Utility taps the power of smart metering
Constrained energy capacity, an aging infrastructure and security concerns are driving electric utilities to build a smarter grid -- one with processing power and communications technologies that will enable the utilities to monitor, manage and distribute energy more efficiently.
A key element of the smart grid is the smart meter, which collects detailed information on energy use at individual buildings and has two-way communications with the utility. With smart meters, utilities can monitor how much power a particular house or office is using and, under terms to which customers agree, can throttle power down to certain buildings or even certain systems within buildings at particular times in order to better manage electricity during peak use periods.
Allegheny Power, the distribution unit of Allegheny Energy that delivers electrical service to approximately 1.5 million customers in Maryland, Pennsylvania, Virginia and West Virginia, is launching a smart grid pilot project in May whereby controls for a six-building office park in Morgantown, West Virginia, will be integrated directly into the utility's infrastructure.
In addition to the smart meters, Allegheny is installing new sensors on power lines and integrating old sensors into one network, all of which will feed into Allegheny's overall enterprise network, explains Harley Mayfield, planning engineer at Allegheny Energy.
Unlike traditional meters, which merely count the number of kilowatt hours, these smart meters will track kilowatt hours over time, which will tell the utility when a given building or neighborhood is using a peak amount of electricity or even which systems in a building are using the most power at a particular time.
Combining that information with data on power-line loads and the demands on various other parts of the network accomplishes two goals, Mayfield notes. First, it helps the company manage power distribution in the short-term -- by ratcheting down power to certain nonessential areas at peak times to avoid a brownout, for example. Second, it allows Allegheny to build a database to help it make more intelligent decisions about its distribution system in the long term, he says.
But the utility currently has a mishmash of sensors in the field -- including old analogue sensors that predate the digital age and rudimentary digital sensors that are now years old -- all from different manufacturers and using different protocols. "One of the problems that has plagued us," says Mayfield, "is how to integrate these different sensors to get this information into the system" -- that is, into Allegheny's distribution network.
To solve the problem, Allegheny is using sensor hardware and middleware from Augusta Systems, a maker of enterprise sensor networks. The products work like universal translators for various sensor standards and protocols -- they can convert proprietary protocols to an IP protocol, which in turn enables that information to be fed into an IP-based enterprise network, explains Patrick Esposito, Augusta president and chief operating officer. "For many enterprises, that is a huge problem -- wrestling with all that data and getting the non-IP data onto the IP network," he notes.

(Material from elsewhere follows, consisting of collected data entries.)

PR #80, opened 2017-03-16
Provide kubectl configuration

ereslibre:
Provide a download option for the kubeconfig file.

### DIFF
--- a/app/controllers/dashboard_controller.rb
+++ b/app/controllers/dashboard_controller.rb
@@ -1,5 +1,7 @@
 # frozen_string_literal: true
 
+require "velum/kubernetes"
+
 # DashboardController shows the main page.
 class DashboardController < ApplicationController
   def index
@@ -12,6 +14,21 @@ class DashboardController < ApplicationController
         render json: { assigned_minions:   @assigned_minions,
                        unassigned_minions: @unassigned_minions }
       end
+    end
+  end
+
+  def kubectl_config
+    kubeconfig = Velum::Kubernetes.kubeconfig
+    @apiserver_host = kubeconfig.host
+    @ca_crt = kubeconfig.ca_crt
+    @client_crt = kubeconfig.client_crt
+    @client_key = kubeconfig.client_key
+    if [@apiserver_host, @ca_crt, @client_crt, @client_key].none?(&:blank?)
+      response.headers["Content-Disposition"] = "attachment; filename=kubeconfig"
+      render "kubeconfig.erb", layout: false, content_type: "text/yaml"
+    else
+      redirect_to root_path,
+                  alert: "Provisioning did not yet finish. Please wait until the cluster is ready."
     end
   end
 end
--- a/lib/velum/kubernetes.rb
+++ b/lib/velum/kubernetes.rb
@@ -1,8 +1,35 @@
 # frozen_string_literal: true
+
+require "velum/salt"
+
 module Velum
   # Kubernetes deals with the Kubernetes integration of this application.
   class Kubernetes
     attr_reader :client
+
+    KubeConfig = Struct.new :host, :ca_crt, :client_crt, :client_key
+
+    # Returns the Kubernetes apiserver configuration. It returns a KubeConfig struct.
+    def self.kubeconfig
+      _, ca = Velum::Salt.call action:  "mine.get",
+                               targets: "ca",
+                               arg:     ["ca", "x509.get_pem_entries"]
+      _, apiserver_crt = Velum::Salt.call action:      "cmd.run",
+                                          targets:     "roles:kube-master",
+                                          target_type: "grain",
+                                          arg:         "cat /etc/pki/minion.crt"
+      _, apiserver_key = Velum::Salt.call action:      "cmd.run",
+                                          targets:     "roles:kube-master",
+                                          target_type: "grain",
+                                          arg:         "cat /etc/pki/minion.key"
+      host = Minion.master.applied.pluck(:hostname).first
+      # rubocop:disable Style/RescueModifier
+      ca_crt = ca["return"].first["ca"]["ca"]["/etc/pki/ca.crt"] rescue nil
+      client_crt = apiserver_crt["return"].first.values.first rescue nil
+      client_key = apiserver_key["return"].first.values.first rescue nil
+      # rubocop:enable Style/RescueModifier
+      KubeConfig.new host, ca_crt, client_crt, client_key
+    end
 
     def initialize
       host = ENV["VELUM_KUBERNETES_HOST"]
--- a/lib/velum/salt.rb
+++ b/lib/velum/salt.rb
@@ -12,8 +12,8 @@ module Velum
     # Returns two values:
     #   - The response object.
     #   - A hash containing the parsed JSON response.
-    def self.call(action:, targets: "*", arg: nil)
-      hsh = { tgt: targets, fun: action, client: "local" }
+    def self.call(action:, targets: "*", target_type: "glob", arg: nil)
+      hsh = { tgt: targets, fun: action, expr_form: target_type, client: "local" }
       hsh[:arg] = arg if arg
 
       res = perform_request(endpoint: "/", method: "post", data: hsh)
--- a/spec/controllers/dashboard_controller_spec.rb
+++ b/spec/controllers/dashboard_controller_spec.rb
@@ -2,11 +2,15 @@
 require "rails_helper"
 
 RSpec.describe DashboardController, type: :controller do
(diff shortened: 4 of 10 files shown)


app/controllers/dashboard_controller.rb
```diff
@@ -14,4 +16,22 @@ def index
       end
     end
   end
+
+  def kubectl_config
```
mssola: I'd try to put as much of this code as possible into a lib (for example in `lib/velum/kubernetes` ?). Then this method should be:

1. Get values from library and set them into instance variables.
2. Render the thing

lib/velum/salt.rb
```diff
@@ -12,8 +12,8 @@ class Salt
     # Returns two values:
     #   - The response object.
     #   - A hash containing the parsed JSON response.
-    def self.call(action:, targets: "*", arg: nil)
-      hsh = { tgt: targets, fun: action, client: "local" }
+    def self.call(action:, targets: "*", target_type: "glob", arg: nil)
```
mssola: Doesn't this break other calls ? Just wondering, haven't checked myself.

ereslibre: No, because by default `target_type` was already `glob`, and we were using it this way. We are extending the functionality to allow other `expr_type` here, but still using the default which is `glob`.

app/controllers/dashboard_controller.rb
PI-Victor: +1 functionality around kubectl might grow a lot.

ereslibre: Yes, it for sure should be refactorized. Problem is that this is `kubernetes` related, but it gets all the information from `salt`, so yeah...

ereslibre:
This is going through a refactor, will ask for review!

lib/velum/kubernetes.rb
```diff
@@ -1,9 +1,46 @@
...
+                                          targets:     "roles:kube-master",
+                                          target_type: "grain",
+                                          arg:         ["cat /etc/pki/minion.crt"]
+      _, apiserver_key = Velum::Salt.call action:      "cmd.run",
+                                          targets:     "roles:kube-master",
+                                          target_type: "grain",
+                                          arg:         ["cat /etc/pki/minion.key"]
+      host = Socket.gethostname
+      begin
+        ca_crt = ca["return"].first["ca"]["ca"]["/etc/pki/ca.crt"]
```
MaximilianMeister:
```ruby
ca_crt = ca["return"].first["ca"]["ca"]["/etc/pki/ca.crt"] rescue nil
```
should do the trick as well

ereslibre: Oh! Thanks!

ereslibre:
```
lib/velum/kubernetes.rb:26:16: C: Avoid using rescue in its modifier form.
      ca_crt = ca["return"].first["ca"]["ca"]["/etc/pki/ca.crt"] rescue nil
               ^^^^^^^^^^^^^^^^^^^^^^^^^^^^^^^^^^^^^^^^^^^^^^^^^^^^^^^^^^^^
```

:crying_cat_face:

ereslibre:
Should be green now, please review this.

lib/velum/kubernetes.rb
```diff
@@ -1,9 +1,36 @@
...
+                               arg:     ["ca", "x509.get_pem_entries"]
+      _, apiserver_crt = Velum::Salt.call action:      "cmd.run",
+                                          targets:     "roles:kube-master",
+                                          target_type: "grain",
+                                          arg:         ["cat /etc/pki/minion.crt"]
+      _, apiserver_key = Velum::Salt.call action:      "cmd.run",
+                                          targets:     "roles:kube-master",
+                                          target_type: "grain",
+                                          arg:         ["cat /etc/pki/minion.key"]
+      host = Socket.gethostname
```
jimmykarily: Here we use the hostname of the contoller node as the kubernetes API host. Below, in the initialize method, we use "VELUM_KUBERNETES_HOST" for the same thing, or am I confused?

spec/controllers/dashboard_controller_spec.rb
```diff
@@ -52,4 +54,33 @@
...
     end
   end
+
+  describe "GET /kubectl-config" do
+    it "gets redirected if not logged in" do
+      get :kubectl_config
+      expect(response.status).to eq 302
+    end
+
+    context "HTML rendering" do
```
jimmykarily: [Minor] I think it would be better if we used something like "format.yaml do" to return the correct mime type since we are not rendering HTML after all.

lib/velum/kubernetes.rb
ereslibre: This is wrong actually, because the velum host does not match the kubernetes master host (I left it to change it afterwards and forgot about it, so thank you). We aren't setting `VELUM_KUBERNETES_HOST` because this is an envvar and it's kind of strange to modify our manifests (when we first bootstrap we don't even know what the host will be), so I guess we will drop this envvar at some point.

jimmykarily: That's what I thought. So the host should be the ip/hostname of the minion with the k8s-master role. I'm tried to change to this up manually but it doesn't seem to work:

```
The connection to the server 10.17.3.111:443 was refused - did you specify the right host or port?
```
Can you give a try too? Maybe I'm doing something wrong.

jimmykarily:
This is a good candidate for an end to end test.

spec/controllers/dashboard_controller_spec.rb
ereslibre: We are actually setting `content_type: "text/yaml"` on the controller, it's the only mime type that we will return when asked for the kubectl config (at least for now). Moreover, we force the content disposition to be an attachment (so we force the browser to show the download dialog).

spec/controllers/dashboard_controller_spec.rb
```diff
@@ -2,11 +2,14 @@
...
-  let(:minion) { create(:minion) }
+  let(:user)          { create(:user) }
+  let(:minion1)       { create(:minion) }
+  let(:minion2)       { create(:minion) }
+  let(:master_minion) { create(:master_minion) }
+  let(:worker_minion) { create(:worker_minion) }
 
   before do
-    Minion.create! [{ hostname: "master" }, { hostname: "minion0" }]
+    minion1 && minion2
```
mssola: Would it make sense to simply `let!(:minion1)` and `let(:minion2)` above ? Otherwise doing `minion1 && minion2` is confusing for someone that hasn't done too much rspec.

spec/controllers/dashboard_controller_spec.rb
```diff
@@ -31,7 +34,7 @@
 
     it "shows a simple monitoring when roles have already been assigned" do
       sign_in user
-      Minion.assign_roles!(roles: { master: Minion.first.id, minion: Minion.all[1..-1].map(&:id) })
+      master_minion && worker_minion
```
mssola: Same

spec/controllers/dashboard_controller_spec.rb
```diff
@@ -40,7 +43,7 @@
   describe "GET / via JSON" do
     before do
       sign_in user
-      Minion.assign_roles!(roles: { master: Minion.first.id, minion: Minion.all[1..-1].map(&:id) })
+      master_minion && worker_minion
```
mssola: Same

spec/controllers/dashboard_controller_spec.rb
```diff
@@ -52,4 +55,33 @@
...
+
+      it "renders the kubeconfig file if the orchestration did finish" do
+        VCR.use_cassette("kubeconfig/cluster_ready", record: :none) do
+          get :kubectl_config
+          expect(response.status).to eq 200
+        end
+      end
+    end
+  end
+
```
mssola: Remove empty line

jimmykarily:
Good job!

ereslibre:
Building for green again!

spec/controllers/dashboard_controller_spec.rb
ereslibre: How would be more readable? The idea is that we `let()` as before, so we don't forcefully create it (some test cases test that there are nothing yet created), and we force them to be created with the factory depending on the context of the test `minion1 && minion2` or `master_minion && worker_minion` (the idea is to remove complexity in the test using `Minion.assign_roles!`, because all we care about is that minions have roles assigned).

mssola: Maybe add a simple comment then :)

Allegheny will use the Augusta Systems products as regional processors in the distribution network around the office complex. These ports will receive data via Wi-Fi from the smart meters and various sensor devices, translate that data into an IP protocol, cull the relevant information and forward it to the mainframe, says Mayfield.
Long term, the system could help Allegheny decide when or whether to increase its distribution capacity, says Mayfield. Today, the utility has only isolated pieces of information -- the condition of a given power line or the fact that a given neighborhood uses a certain amount of power over a six-month period, for example.
The new system will provide more specific information and combine it with other data that gives Allegheny a more accurate and complete picture. "We'll be able to identify the peak load on the substation and whether we need to increase capacity," says Mayfield. "That's data that we don't have right now."